Activity:
Make an exact copy of the entries below.

[Collected data]
-- Opening Marker --

PR #1943, opened 2024-08-20
Fixing global OM (1/2)

### LINKED ISSUE #1848: [OM] Output manager initialized as global all across the codebase(1/2)

matthew7838:
This PR removes the global initialization of OM in files outside routines, feed, and soil.
### Context

Issue(s) closed by this pull request: closes #1848 

- [ ] Yes
- [x] No

### What

- Removes global OM initialization.
- Initiates OM in static methods or constructors
- Update the tests' mockings.

### Why

- We want to avoid global variables and performance won't be much affected since OM is singleton.

### How

- Removes the global OM.

### Test plan

- Updates and runs test suites on modified code.

### DIFF
--- a/RUFAS/routines/field/soil/snow.py
+++ b/RUFAS/routines/field/soil/snow.py
@@ -3,7 +3,6 @@ from typing import Optional
 
 from RUFAS.routines.field.soil.soil_data import SoilData
 from RUFAS.current_day_conditions import CurrentDayConditions
-from RUFAS.output_manager import OutputManager
 
 
 class Snow:
--- a/RUFAS/routines/field/soil/snow.py
+++ b/RUFAS/routines/field/soil/snow.py
@@ -5,8 +5,6 @@ from RUFAS.routines.field.soil.soil_data import SoilData
 from RUFAS.current_day_conditions import CurrentDayConditions
 from RUFAS.output_manager import OutputManager
 
-om = OutputManager()
-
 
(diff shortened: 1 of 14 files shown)


RUFAS/routines/field/soil/snow.py
```diff
@@ -43,6 +41,7 @@ class Snow:
     def __init__(self, soil_data: Optional[SoilData] = None, field_size: Optional[float] = None):
         """object that tracks all soil variable throughout the simulation"""
         self.soil_data = soil_data or SoilData(field_size=field_size)
+        self.om = OutputManager
```
Isgotkowitz: Since the output manager isn't used at all in this module, I don't think it needs to be present at all.

Isgotkowitz (approved):
One minor comment, overall LG8TM!

allisterakun (approved):
Straight-forward changes, LGTM! Good job, Matthew! 
Just one minor thing:
Could you update the PR title as it updates the global OM, not the global IM?

PR #1944, opened 2024-08-20
Update Sphinx GitHub Action

### LINKED ISSUE #1886: [GH Actions] Update the Sphinx GitHub Action
The Sphinx GitHub Action needs to be updated so that it will run correctly.

## Status

The Sphinx GitHub Action is currently disabled and has not been run in a while. As a result, it no longer runs when triggered manually.

## Intention

A working Sphinx GitHub Action that can be triggered manually.

## Request

Work on the Sphinx GitHub Action until it runs properly again.

### Additional Information
It should be investigated when exactly this action should be run automatically. We may want it run automatically on any PR that is going from `test` to `main` but only run on any other PR if it is manually triggered, for example.

Isgotkowitz:
Updates the Sphinx workflow so that it can be manually triggered.

### Context

Issue(s) closed by this pull request: closes #1886 

Wiki:
- [x] Updated Wiki (will do this when I merge/am just about to merge)

### What

Updates the Sphinx GitHub Actions workflow so that it will not run automatically on PRs that are going into main. Instead devs will have the option to trigger it manually.

Also removes the steps from the Action that are not strictly related to rebuilding the html documentation.

### Why

In accordance with our versioning policy, we only want the documentation updated at specific times (usually when there is a major update). Having the workflow triggered manually makes this easier to realize.

The automatic removal and regeneration of .rst files has been removed, because this was removing .rst files that cannot be automatically regenerated.

### How

Removed the `push` and `pull_request` values, this prevents the workflow from running automtically. Also remove the tasks which remove rst files and regenerate them - see why section for more details.

### Test plan

Create a duplicate of this branch, and make a PR with it that was pointed towards `main` branch. Go to the "Actions" tab (same level as Issues, PRs, etc.), then click "Build Sphinx" in the left-hand column of the page. Hit "Enable workflow" (if you try this it's a good idea to mention that you are doing this in Slack, and don't forget to disable it when you're done testing). Now, hit "Run workflow", select target branch for rebuilding documentation, then hit the green "Run workflow".

Then the docs are rebuilt! Navigate back to the PR associated with the target branch, and see that the workflow updates the documentation and commits it. Then pull the branch so that the documentation changes can be seen locally. Open up the `index.html` page of the documentation (`docs/_build/html/index.html`) in a web browser and poke around the docs. To me they looked mostly correctly, in that it had both the code documentation and some scientific documentation. There are probably some updates that need to be made to the .rst files, but I think those should be made when we get a better understanding of what we are looking for in the documentation.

-- Closing Marker --

Response to this exercise:
PR #1943, opened 2024-08-20
Fixing global OM (1/2)

### LINKED ISSUE #1848: [OM] Output manager initialized as global all across the codebase(1/2)

matthew7838:
This PR removes the global initialization of OM in files outside routines, feed, and soil.
### Context

Issue(s) closed by this pull request: closes #1848 

- [ ] Yes
- [x] No

### What

- Removes global OM initialization.
- Initiates OM in static methods or constructors
- Update the tests' mockings.

### Why

- We want to avoid global variables and performance won't be much affected since OM is singleton.

### How

- Removes the global OM.

### Test plan

- Updates and runs test suites on modified code.

### DIFF
--- a/RUFAS/routines/field/soil/snow.py
+++ b/RUFAS/routines/field/soil/snow.py
@@ -3,7 +3,6 @@ from typing import Optional
 
 from RUFAS.routines.field.soil.soil_data import SoilData
 from RUFAS.current_day_conditions import CurrentDayConditions
-from RUFAS.output_manager import OutputManager
 
 
 class Snow:
--- a/RUFAS/routines/field/soil/snow.py
+++ b/RUFAS/routines/field/soil/snow.py
@@ -5,8 +5,6 @@ from RUFAS.routines.field.soil.soil_data import SoilData
 from RUFAS.current_day_conditions import CurrentDayConditions
 from RUFAS.output_manager import OutputManager
 
-om = OutputManager()
-
 
(diff shortened: 1 of 14 files shown)


RUFAS/routines/field/soil/snow.py
```diff
@@ -43,6 +41,7 @@ class Snow:
     def __init__(self, soil_data: Optional[SoilData] = None, field_size: Optional[float] = None):
         """object that tracks all soil variable throughout the simulation"""
         self.soil_data = soil_data or SoilData(field_size=field_size)
+        self.om = OutputManager
```
Isgotkowitz: Since the output manager isn't used at all in this module, I don't think it needs to be present at all.

Isgotkowitz (approved):
One minor comment, overall LG8TM!

allisterakun (approved):
Straight-forward changes, LGTM! Good job, Matthew! 
Just one minor thing:
Could you update the PR title as it updates the global OM, not the global IM?

PR #1944, opened 2024-08-20
Update Sphinx GitHub Action

### LINKED ISSUE #1886: [GH Actions] Update the Sphinx GitHub Action
The Sphinx GitHub Action needs to be updated so that it will run correctly.

## Status

The Sphinx GitHub Action is currently disabled and has not been run in a while. As a result, it no longer runs when triggered manually.

## Intention

A working Sphinx GitHub Action that can be triggered manually.

## Request

Work on the Sphinx GitHub Action until it runs properly again.

### Additional Information
It should be investigated when exactly this action should be run automatically. We may want it run automatically on any PR that is going from `test` to `main` but only run on any other PR if it is manually triggered, for example.

Isgotkowitz:
Updates the Sphinx workflow so that it can be manually triggered.

### Context

Issue(s) closed by this pull request: closes #1886 

Wiki:
- [x] Updated Wiki (will do this when I merge/am just about to merge)

### What

Updates the Sphinx GitHub Actions workflow so that it will not run automatically on PRs that are going into main. Instead devs will have the option to trigger it manually.

Also removes the steps from the Action that are not strictly related to rebuilding the html documentation.

### Why

In accordance with our versioning policy, we only want the documentation updated at specific times (usually when there is a major update). Having the workflow triggered manually makes this easier to realize.

The automatic removal and regeneration of .rst files has been removed, because this was removing .rst files that cannot be automatically regenerated.

### How

Removed the `push` and `pull_request` values, this prevents the workflow from running automtically. Also remove the tasks which remove rst files and regenerate them - see why section for more details.

### Test plan

Create a duplicate of this branch, and make a PR with it that was pointed towards `main` branch. Go to the "Actions" tab (same level as Issues, PRs, etc.), then click "Build Sphinx" in the left-hand column of the page. Hit "Enable workflow" (if you try this it's a good idea to mention that you are doing this in Slack, and don't forget to disable it when you're done testing). Now, hit "Run workflow", select target branch for rebuilding documentation, then hit the green "Run workflow".

Then the docs are rebuilt! Navigate back to the PR associated with the target branch, and see that the workflow updates the documentation and commits it. Then pull the branch so that the documentation changes can be seen locally. Open up the `index.html` page of the documentation (`docs/_build/html/index.html`) in a web browser and poke around the docs. To me they looked mostly correctly, in that it had both the code documentation and some scientific documentation. There are probably some updates that need to be made to the .rst files, but I think those should be made when we get a better understanding of what we are looking for in the documentation.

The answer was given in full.